▶ _WHAT YOU ARE ASKED TO DO_
Please show every line in the entries below that includes the word "OptionsError".

===== PROVIDED DATA =====

PR #612, opened 2026-09-20
Stop carrying a higher layer's error in a lower layer's enum (#511)

### LINKED ISSUE #511: M1-14: Partition errors by target crate

joaquinbejar:
## Summary

Eleven error variants existed only to wrap the error of a layer above, which is the reverse dependency the target architecture forbids. They are removed with their `From` impls, and the layer that actually composes both maps the failure into its own error, keeping the reason a caller reads.

Stacked on #611 (`stack-599-rehome-helpers`); rebased onto `main` before merging.

## Removed

`OptionsError::Greeks`, `CurveError::{Greeks, Graph}`, `SurfaceError::{Greeks, Graph}`, `VolatilityError::Chain`, `SimulationError::{Strategy, Chain, GraphError}`, `StrategyError::Simulation`, and the conversions that fed them.

## Where the layers meet

| Site | Before | Now |
| --- | --- | --- |
| `analytics::projections::{curves, surfaces}` | `?` into `CurveError::Greeks` | `CurveError::MetricsError` / `SurfaceError::AnalysisError`, naming the Greek that failed |
| `chains::options::deltas` | `?` into `OptionsError::Greeks` | `OptionsError::greeks_error`, naming the leg |
| `backtesting::strategy_simulation` | `?` into `SimulationError::Strategy` | `SimulationError::InvalidParameters` with the fee reason |
| `chains::chain::atm_iv` | wrapped a `ChainError` | `VolatilityError::NumericalFailure` with the reason |
| `simulation::traits` (volatility) | routed through `SimulationError::Chain` | `SimulationError::InvalidParameters` |
| `simulation::generator_positive` | returned the market `ChainError` | returns `SimulationError` |

In every case the message the caller sees still contains the original reason; what disappears is the type coupling.

## Tests

The tests that asserted the removed conversions now assert the boundary: that the reason survives the mapping (`test_curve_error_does_not_absorb_a_greeks_error`, `test_surface_error_does_not_absorb_a_greeks_error`, `test_a_greeks_failure_is_reported_as_a_numerical_failure`), and that `GraphError` keeps wrapping the math errors rather than the reverse (`test_graph_error_wraps_the_curve_error`, `test_graph_error_keeps_its_own_direction`). No assertion was weakened and no test was removed without a replacement that covers the same path.

## Examples

Example binaries whose `main` mixed a math error with a rendering error returned `Result<(), SurfaceError>` and relied on `From<GraphError>`. They return `Box<dyn std::error::Error>`, which is what mixing two layers' errors in one entry point means.

## Verification

- [x] `make check-graph`: **9 deferred edges** (from 20 on the base), no forbidden edge; the ten error edges are gone
- [x] Full local gate list green: workspace tests, default-feature tests, `make pre-push`, `make lint`, `make fmt-check`, release build, `cargo doc --all-features -D warnings`, `make scan-banned`, `make public-api-check`, `cargo semver-checks --all-features`
- [x] `rules/global_rules.md`: typed errors per layer with `#[cold]`/`#[inline(never)]` on the new mapping helpers, no `unwrap`/`expect`/indexing added, no new dependency, no numerical change

Closes #511.


src/error/simulation.rs
```diff
@@ -189,10 +176,12 @@ impl SimulationError {
...
     fn from(err: crate::error::VolatilityError) -> Self {
-        // Route through the existing lossless Chain wrapper: ChainError
-        // already models volatility failures and SimulationError is not
-        // extensible without a breaking change.
-        SimulationError::Chain(Box::new(ChainError::from(err)))
+        // Volatility is a pricing capability simulation depends on, so this
+        // direction is downward and the reason is carried as text: the chain
+        // wrapper it used to route through belonged to another layer.
+        SimulationError::InvalidParameters {
+            reason: format!("volatility: {err}"),
```
joaquinbejar: 🟠 **Warning**: Preserve typed causes when removing the reverse error edges. This blanket conversion turns every `VolatilityError`, including `DecimalError` and `NonFinite`, into `SimulationError::InvalidParameters` with only a string. For example, `walk_volatility` propagates `constant_volatility` failures through this conversion, so a numerical failure loses its structured payload and becomes indistinguishable from invalid parameters without parsing text. The new Greek adapters in `analytics/projections/curves.rs:100` and `surfaces.rs:32` similarly discard the `GreeksError` variant into math-owned string errors. #511 explicitly excludes flattening domain errors into strings; preserving the displayed reason does not satisfy that contract.

Simulation already depends on pricing, so it can retain a typed `VolatilityError` directly without restoring the market dependency. For the projections, return an analytics-owned error that wraps the pricing and math causes rather than making math own Greek failures. Add tests through the actual conversion/projection paths that verify the retained variant and payload; manually constructing a formatted error and checking its message cannot detect this loss.

joaquinbejar (commented):
Reviewed 9d4d3bf82983e29ea554fd8ef8fc7763e8f8d6d2 against logical parent 2e02e65bca0fa56bd01a3d62511ec383e4132440, excluding the helper relocation from #611. One blocking finding for #511: removing reverse dependencies by flattening typed failures into strings loses error classification. This is a 0.22.0 error-contract concern, not a request to preserve historical API paths.

Validation: inspected the incremental diff and affected callers; make check-graph passed, including its self-tests, with 9 deferred edges and no forbidden edges; git diff --check passed. No Rust builds or runtime tests were executed in this independent review. Published as COMMENT, not formal approval or merge authorization.

src/error/simulation.rs
joaquinbejar: You were right, the string conversion was losing the payload, so I redid all of it to keep the cause typed. Simulation now has `SimulationError::Volatility(Box<VolatilityError>)` and the `From` impl keeps the variant intact, so a `NonFinite { context, value }` coming out of `constant_volatility` through `walk_volatility` arrives with its fields, and `tests_typed_causes` asserts exactly that through the real path.

For the projections I added an analytics-owned `ProjectionError` that wraps the pricing and math causes instead of making math own Greek failures, with `Greek { greek, source: Box<GreeksError> }`, `Curve`, `Surface`, `Chain` and `Options` variants. `tests_typed_projection_errors` drives `get_curve_strike_versus` with a zero-strike option and matches on `ProjectionError::Greek { greek: "delta", source: GreeksError::InputError(_) }`, so a regression back to a string would fail the test rather than pass it.

While redoing it I found a defect of my own that your comment surfaced. My first pass mapped every construction failure into a single axis error, which swallowed "no valid points generated" and "failed to retrieve option data". Those are now `NoPoints { kind }` and `MissingOptionData`, and the tests assert the variant fields, not the message. Chain keeps `ChainError` since market may own `GreeksError`, and backtesting got its own `BacktestError` for the same reason.

PR #4098, opened 2023-11-17
add `restic`

MarkusZoppelt:
Adds pkg for [restic](https://restic.net) by @MichaelEischer

### DIFF
--- a/projects/restic.net/restic/package.yml
+++ b/projects/restic.net/restic/package.yml
@@ -1,0 +1,22 @@
+distributable:
+  url: https://github.com/restic/restic/releases/download/v{{ version }}/restic-{{version}}.tar.gz
+  strip-components: 1
+
+display-name: restic
+
+versions:
+  github: restic/restic
+
+provides:
+  - bin/restic
+
+build:
+  script: |
+    go run build.go
+    mkdir -p "{{ prefix }}"/bin
+    mv restic "{{ prefix }}"/bin
+  dependencies:
+    go.dev: ^1.20
+
+test:
+  restic version


mxcl:
pkg has a homepage so we tend to prefer to use that: [restic.net](https://restic.net/)

You mind renaming? Thanks

projects/github.com/restic/restic/package.yml
```diff
@@ -0,0 +1,22 @@
...
+build:
+  script: |
+    go run build.go
+    mkdir -p "{{ prefix }}"/bin
+    mv restic "{{ prefix }}"/bin
+  dependencies:
+    go.dev: ^1.20
+
+test:
+  restic version
```
MichaelEischer: Why not run `go test ./...`?

projects/github.com/restic/restic/package.yml
```diff
@@ -0,0 +1,22 @@
...
+provides:
+  - bin/restic
+
+build:
+  script: |
+    go run build.go
+    mkdir -p "{{ prefix }}"/bin
+    mv restic "{{ prefix }}"/bin
+  dependencies:
+    go.dev: ^1.20
```
MichaelEischer: The latest restic release is already built using Go 1.21.

jhheider: generally, this should be the _oldest_ release that will correctly build the binary (since ^1.x == >=1.x && <2)

projects/github.com/restic/restic/package.yml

=====

▶ _PROBLEM SOLUTION_
`OptionsError::Greeks`, `CurveError::{Greeks, Graph}`, `SurfaceError::{Greeks, Graph}`, `VolatilityError::Chain`, `SimulationError::{Strategy, Chain, GraphError}`, `StrategyError::Simulation`, and the conversions that fed them.
| `chains::options::deltas` | `?` into `OptionsError::Greeks` | `OptionsError::greeks_error`, naming the leg |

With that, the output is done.